(Records to use)

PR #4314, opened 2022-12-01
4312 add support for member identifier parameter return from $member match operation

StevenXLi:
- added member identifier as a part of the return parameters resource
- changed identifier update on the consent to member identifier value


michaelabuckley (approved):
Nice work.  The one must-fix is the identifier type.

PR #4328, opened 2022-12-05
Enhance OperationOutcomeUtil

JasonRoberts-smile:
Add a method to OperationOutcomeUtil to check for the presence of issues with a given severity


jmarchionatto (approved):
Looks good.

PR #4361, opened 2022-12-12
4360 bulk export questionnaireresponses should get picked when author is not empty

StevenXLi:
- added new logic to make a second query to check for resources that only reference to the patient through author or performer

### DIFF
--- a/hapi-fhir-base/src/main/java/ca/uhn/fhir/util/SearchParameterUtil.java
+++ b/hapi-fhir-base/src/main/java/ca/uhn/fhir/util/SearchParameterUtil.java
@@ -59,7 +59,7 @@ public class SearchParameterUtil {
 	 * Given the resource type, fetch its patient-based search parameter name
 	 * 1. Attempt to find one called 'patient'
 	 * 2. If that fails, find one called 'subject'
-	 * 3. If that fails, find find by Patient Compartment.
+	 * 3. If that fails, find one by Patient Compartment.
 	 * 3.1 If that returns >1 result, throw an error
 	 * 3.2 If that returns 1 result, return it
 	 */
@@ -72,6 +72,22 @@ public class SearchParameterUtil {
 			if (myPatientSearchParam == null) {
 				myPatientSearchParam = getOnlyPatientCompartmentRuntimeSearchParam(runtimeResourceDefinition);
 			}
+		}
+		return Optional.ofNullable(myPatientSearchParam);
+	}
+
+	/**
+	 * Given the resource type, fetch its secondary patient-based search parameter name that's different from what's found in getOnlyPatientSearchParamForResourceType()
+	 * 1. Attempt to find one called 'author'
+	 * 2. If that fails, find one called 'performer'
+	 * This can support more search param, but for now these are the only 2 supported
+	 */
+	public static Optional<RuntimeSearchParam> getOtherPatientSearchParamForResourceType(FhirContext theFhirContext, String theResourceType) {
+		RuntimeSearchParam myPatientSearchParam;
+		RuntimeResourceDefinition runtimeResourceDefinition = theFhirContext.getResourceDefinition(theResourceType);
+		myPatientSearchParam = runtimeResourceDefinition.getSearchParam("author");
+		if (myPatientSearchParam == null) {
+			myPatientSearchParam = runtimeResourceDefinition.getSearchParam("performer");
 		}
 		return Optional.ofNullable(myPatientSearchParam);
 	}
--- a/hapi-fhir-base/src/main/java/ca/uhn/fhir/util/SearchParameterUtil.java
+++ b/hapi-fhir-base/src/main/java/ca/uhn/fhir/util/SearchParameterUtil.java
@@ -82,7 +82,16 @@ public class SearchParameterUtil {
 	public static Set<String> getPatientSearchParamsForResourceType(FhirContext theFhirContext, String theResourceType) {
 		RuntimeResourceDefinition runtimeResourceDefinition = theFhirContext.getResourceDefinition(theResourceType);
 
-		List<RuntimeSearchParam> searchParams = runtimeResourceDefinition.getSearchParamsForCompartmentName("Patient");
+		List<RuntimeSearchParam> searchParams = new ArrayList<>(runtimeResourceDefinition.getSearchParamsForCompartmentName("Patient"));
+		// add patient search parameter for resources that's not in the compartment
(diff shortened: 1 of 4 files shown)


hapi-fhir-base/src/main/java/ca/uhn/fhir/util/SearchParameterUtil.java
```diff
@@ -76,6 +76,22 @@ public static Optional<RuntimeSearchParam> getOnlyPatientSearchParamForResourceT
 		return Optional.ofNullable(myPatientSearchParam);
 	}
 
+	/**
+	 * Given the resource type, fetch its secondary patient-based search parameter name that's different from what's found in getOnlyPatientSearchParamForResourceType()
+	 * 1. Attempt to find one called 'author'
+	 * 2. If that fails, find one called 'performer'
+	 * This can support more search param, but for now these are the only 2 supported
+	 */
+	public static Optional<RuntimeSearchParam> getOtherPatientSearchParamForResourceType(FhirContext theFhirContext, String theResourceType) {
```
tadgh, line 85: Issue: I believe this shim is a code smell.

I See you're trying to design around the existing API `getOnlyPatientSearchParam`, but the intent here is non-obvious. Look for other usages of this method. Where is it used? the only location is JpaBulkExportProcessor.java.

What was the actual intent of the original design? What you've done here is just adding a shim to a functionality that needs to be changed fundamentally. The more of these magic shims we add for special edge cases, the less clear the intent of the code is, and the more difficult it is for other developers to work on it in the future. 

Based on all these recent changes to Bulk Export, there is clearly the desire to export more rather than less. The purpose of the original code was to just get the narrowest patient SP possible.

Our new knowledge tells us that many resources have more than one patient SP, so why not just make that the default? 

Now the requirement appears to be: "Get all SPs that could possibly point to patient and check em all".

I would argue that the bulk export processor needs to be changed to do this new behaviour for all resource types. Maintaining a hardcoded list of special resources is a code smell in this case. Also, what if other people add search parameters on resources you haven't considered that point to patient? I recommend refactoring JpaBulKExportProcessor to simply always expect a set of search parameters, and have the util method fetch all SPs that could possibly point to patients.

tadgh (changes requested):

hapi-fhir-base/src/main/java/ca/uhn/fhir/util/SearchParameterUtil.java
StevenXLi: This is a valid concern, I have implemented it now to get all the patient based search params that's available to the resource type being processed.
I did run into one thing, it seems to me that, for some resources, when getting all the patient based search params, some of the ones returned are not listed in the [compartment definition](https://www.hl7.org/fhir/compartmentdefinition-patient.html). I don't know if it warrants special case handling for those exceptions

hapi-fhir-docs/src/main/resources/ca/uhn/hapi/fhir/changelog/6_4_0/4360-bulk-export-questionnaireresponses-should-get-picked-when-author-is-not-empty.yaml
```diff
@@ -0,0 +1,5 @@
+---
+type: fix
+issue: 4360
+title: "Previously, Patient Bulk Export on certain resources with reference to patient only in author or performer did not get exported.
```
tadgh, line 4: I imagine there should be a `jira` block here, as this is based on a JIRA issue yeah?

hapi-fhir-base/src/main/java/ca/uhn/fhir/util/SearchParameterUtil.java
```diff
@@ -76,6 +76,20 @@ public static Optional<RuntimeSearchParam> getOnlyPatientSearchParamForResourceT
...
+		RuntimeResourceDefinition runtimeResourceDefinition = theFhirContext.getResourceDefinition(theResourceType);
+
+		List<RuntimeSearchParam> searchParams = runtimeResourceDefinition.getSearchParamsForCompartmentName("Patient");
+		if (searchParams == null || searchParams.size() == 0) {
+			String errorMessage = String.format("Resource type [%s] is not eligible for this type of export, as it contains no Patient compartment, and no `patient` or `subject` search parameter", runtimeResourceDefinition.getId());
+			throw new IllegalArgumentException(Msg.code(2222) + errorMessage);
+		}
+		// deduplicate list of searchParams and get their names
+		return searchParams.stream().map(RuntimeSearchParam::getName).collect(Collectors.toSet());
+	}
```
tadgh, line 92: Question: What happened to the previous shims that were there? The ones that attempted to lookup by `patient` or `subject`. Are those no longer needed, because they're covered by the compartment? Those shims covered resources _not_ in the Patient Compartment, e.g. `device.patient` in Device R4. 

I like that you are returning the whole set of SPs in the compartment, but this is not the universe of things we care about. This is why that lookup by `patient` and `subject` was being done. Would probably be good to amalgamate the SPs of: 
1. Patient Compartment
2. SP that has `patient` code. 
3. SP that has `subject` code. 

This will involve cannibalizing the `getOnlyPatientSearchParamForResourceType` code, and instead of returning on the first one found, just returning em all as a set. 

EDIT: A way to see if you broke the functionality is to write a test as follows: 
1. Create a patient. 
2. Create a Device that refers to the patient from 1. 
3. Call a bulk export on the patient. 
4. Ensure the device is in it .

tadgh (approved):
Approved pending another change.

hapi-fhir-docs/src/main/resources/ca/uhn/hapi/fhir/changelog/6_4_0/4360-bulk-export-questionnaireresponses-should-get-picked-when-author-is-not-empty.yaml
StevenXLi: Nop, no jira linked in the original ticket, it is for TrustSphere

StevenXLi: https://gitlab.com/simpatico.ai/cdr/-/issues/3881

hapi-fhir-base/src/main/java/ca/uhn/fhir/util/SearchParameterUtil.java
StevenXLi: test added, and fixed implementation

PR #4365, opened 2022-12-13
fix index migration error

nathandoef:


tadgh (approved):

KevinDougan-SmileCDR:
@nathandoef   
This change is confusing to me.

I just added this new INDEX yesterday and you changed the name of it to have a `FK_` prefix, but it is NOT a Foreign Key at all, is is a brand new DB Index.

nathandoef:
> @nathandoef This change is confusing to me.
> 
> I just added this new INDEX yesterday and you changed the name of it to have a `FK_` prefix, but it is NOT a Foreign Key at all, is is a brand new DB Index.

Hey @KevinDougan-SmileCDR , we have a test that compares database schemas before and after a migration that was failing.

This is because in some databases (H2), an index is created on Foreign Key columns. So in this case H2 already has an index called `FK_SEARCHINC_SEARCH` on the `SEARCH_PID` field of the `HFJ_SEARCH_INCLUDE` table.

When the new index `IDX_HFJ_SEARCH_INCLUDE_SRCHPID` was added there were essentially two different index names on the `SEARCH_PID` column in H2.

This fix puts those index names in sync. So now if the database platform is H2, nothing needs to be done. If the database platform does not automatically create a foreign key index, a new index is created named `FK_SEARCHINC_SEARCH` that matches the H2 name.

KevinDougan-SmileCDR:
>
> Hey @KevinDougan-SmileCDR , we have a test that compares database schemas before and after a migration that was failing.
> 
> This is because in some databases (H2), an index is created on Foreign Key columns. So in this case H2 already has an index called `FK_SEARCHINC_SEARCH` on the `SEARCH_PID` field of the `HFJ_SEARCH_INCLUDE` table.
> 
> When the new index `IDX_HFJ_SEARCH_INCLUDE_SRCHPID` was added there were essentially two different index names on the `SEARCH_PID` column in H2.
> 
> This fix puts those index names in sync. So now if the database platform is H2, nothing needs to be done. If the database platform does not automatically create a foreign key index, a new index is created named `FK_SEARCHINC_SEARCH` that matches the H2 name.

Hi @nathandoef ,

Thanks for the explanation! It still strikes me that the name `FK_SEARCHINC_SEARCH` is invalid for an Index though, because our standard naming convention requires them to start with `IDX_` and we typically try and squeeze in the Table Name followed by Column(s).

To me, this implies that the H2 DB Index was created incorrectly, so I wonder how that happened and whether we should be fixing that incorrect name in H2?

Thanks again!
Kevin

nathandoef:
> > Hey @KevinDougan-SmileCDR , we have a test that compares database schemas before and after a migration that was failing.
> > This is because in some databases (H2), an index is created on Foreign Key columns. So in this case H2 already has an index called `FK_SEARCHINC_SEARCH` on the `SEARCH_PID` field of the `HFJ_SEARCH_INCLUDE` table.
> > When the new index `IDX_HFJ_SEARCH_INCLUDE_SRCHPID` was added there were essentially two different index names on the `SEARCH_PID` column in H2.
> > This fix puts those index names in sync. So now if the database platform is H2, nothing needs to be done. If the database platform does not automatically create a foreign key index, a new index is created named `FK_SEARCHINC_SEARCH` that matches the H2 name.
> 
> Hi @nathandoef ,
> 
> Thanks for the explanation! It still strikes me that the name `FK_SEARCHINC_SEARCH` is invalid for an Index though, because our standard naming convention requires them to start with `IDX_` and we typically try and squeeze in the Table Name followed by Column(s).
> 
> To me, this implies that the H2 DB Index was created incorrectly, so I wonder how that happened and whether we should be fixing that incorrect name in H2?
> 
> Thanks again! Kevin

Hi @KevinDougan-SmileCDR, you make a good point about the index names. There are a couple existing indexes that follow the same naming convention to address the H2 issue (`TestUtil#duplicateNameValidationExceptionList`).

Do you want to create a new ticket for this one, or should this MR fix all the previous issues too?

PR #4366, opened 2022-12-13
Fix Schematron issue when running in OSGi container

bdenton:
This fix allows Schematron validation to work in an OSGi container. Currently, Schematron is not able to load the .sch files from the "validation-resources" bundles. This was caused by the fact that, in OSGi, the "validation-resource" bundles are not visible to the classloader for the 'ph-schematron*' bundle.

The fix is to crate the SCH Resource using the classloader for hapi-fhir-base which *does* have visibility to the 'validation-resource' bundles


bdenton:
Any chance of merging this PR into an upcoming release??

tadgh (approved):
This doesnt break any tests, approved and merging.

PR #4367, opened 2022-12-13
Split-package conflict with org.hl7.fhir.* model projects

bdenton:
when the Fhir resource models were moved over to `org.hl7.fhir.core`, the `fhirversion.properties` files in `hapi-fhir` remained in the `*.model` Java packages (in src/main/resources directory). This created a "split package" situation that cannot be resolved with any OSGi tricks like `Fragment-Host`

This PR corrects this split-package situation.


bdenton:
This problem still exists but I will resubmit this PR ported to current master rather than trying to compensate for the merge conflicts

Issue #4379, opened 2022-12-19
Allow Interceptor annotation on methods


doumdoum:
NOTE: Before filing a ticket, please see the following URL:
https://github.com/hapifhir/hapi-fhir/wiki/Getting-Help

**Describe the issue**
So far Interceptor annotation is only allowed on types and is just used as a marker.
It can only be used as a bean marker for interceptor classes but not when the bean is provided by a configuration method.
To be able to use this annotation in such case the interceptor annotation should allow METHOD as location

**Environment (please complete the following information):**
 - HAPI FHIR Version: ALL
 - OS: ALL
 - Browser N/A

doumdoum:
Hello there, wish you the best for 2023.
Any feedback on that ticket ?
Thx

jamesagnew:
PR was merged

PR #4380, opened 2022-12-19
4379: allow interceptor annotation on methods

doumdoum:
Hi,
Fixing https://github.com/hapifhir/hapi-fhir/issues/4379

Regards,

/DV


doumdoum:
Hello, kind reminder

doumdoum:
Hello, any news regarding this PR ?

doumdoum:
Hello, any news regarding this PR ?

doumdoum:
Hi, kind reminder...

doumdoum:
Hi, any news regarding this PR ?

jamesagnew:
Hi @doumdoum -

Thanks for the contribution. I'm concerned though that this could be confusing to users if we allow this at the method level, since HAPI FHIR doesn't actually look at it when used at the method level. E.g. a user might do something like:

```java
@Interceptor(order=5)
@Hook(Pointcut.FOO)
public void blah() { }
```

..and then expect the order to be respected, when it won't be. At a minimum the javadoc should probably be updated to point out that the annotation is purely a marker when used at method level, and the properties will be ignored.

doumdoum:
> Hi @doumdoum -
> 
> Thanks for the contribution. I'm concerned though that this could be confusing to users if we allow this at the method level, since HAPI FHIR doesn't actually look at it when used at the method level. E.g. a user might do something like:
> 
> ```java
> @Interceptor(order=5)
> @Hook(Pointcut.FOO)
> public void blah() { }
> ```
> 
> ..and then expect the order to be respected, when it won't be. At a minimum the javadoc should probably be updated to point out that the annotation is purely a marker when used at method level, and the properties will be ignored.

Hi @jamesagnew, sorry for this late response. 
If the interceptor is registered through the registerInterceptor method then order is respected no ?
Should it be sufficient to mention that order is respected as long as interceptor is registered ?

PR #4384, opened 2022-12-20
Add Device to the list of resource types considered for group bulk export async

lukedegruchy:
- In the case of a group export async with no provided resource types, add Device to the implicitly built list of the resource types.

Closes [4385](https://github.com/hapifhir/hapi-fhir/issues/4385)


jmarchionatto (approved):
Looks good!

(End Records to use)

*Instructions for the task*: Only the lines above starting with the one with "The fix is to" and going through the one with "This doesnt break" are to be copied, word for word and with both ends kept.

*Answer area*:
The fix is to crate the SCH Resource using the classloader for hapi-fhir-base which *does* have visibility to the 'validation-resource' bundles


bdenton:
Any chance of merging this PR into an upcoming release??

tadgh (approved):
This doesnt break any tests, approved and merging.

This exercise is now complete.